EXERCISE BRIEF:
Go through the records below and report each line with "information" in it.

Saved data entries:

↓

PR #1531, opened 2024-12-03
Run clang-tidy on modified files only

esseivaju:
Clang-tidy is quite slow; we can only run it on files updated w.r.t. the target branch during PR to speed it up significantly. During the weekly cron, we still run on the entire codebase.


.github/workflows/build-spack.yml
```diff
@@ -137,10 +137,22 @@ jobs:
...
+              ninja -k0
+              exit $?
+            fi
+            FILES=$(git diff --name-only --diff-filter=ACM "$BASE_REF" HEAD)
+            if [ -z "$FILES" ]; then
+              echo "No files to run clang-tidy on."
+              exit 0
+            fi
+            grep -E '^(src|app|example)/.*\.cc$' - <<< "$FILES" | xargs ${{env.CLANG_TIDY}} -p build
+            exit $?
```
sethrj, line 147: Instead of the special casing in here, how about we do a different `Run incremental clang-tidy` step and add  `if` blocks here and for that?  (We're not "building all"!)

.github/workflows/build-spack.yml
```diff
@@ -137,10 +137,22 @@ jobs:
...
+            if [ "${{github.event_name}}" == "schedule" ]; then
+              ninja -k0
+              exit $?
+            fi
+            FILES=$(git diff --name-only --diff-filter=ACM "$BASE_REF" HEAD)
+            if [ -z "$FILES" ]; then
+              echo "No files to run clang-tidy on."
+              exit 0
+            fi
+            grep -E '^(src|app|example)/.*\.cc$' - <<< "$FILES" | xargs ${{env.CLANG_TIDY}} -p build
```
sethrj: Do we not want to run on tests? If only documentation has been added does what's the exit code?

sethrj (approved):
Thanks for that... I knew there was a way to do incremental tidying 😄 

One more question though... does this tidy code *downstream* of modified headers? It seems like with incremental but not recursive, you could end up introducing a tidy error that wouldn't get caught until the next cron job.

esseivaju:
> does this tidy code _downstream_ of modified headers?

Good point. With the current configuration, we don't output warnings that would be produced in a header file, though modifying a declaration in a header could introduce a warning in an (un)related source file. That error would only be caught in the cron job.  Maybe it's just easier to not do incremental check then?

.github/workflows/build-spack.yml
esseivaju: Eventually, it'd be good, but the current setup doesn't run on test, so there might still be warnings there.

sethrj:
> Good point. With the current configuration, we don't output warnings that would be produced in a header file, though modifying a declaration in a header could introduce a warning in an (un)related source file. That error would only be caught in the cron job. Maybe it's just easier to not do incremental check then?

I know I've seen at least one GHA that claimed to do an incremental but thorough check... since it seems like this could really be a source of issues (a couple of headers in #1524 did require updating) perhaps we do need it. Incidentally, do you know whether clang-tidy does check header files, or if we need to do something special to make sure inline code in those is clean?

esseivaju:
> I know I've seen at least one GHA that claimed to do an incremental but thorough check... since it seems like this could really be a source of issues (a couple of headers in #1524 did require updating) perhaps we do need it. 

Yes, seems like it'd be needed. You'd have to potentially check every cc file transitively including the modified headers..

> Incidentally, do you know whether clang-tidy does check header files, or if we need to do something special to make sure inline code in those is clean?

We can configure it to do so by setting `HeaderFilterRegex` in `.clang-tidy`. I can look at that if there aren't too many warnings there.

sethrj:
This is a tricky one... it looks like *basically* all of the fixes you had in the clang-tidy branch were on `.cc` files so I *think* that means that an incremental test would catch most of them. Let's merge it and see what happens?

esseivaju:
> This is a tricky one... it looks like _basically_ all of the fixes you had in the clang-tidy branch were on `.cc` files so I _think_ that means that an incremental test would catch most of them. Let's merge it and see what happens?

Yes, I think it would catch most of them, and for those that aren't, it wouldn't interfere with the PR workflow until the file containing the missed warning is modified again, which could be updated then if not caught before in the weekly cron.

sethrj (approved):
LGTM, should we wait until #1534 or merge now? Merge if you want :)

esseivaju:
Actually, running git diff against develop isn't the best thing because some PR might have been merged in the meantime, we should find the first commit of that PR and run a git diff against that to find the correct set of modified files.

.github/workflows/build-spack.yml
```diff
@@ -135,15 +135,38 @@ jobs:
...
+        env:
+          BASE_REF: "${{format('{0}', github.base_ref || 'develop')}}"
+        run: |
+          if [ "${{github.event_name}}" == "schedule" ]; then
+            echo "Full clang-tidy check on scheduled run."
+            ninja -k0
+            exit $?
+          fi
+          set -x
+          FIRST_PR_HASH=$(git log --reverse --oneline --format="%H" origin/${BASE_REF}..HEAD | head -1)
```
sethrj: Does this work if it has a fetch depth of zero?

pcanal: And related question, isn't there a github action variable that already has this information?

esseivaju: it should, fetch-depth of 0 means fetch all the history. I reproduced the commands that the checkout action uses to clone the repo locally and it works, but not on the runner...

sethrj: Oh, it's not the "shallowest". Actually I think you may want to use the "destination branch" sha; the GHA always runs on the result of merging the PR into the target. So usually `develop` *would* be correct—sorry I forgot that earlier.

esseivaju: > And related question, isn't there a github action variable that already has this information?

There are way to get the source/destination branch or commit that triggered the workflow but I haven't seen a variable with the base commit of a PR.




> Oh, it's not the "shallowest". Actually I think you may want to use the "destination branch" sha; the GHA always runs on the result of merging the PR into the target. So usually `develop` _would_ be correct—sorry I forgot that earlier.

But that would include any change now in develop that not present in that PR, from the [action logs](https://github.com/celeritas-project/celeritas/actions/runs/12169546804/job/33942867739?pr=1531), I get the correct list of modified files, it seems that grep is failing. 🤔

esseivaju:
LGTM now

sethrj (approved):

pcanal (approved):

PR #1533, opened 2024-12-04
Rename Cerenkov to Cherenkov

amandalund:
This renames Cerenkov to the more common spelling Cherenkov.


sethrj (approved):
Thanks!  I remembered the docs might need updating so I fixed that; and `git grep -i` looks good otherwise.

↑

RESPONSE TO THIS EXERCISE:
pcanal: And related question, isn't there a github action variable that already has this information?
esseivaju: > And related question, isn't there a github action variable that already has this information?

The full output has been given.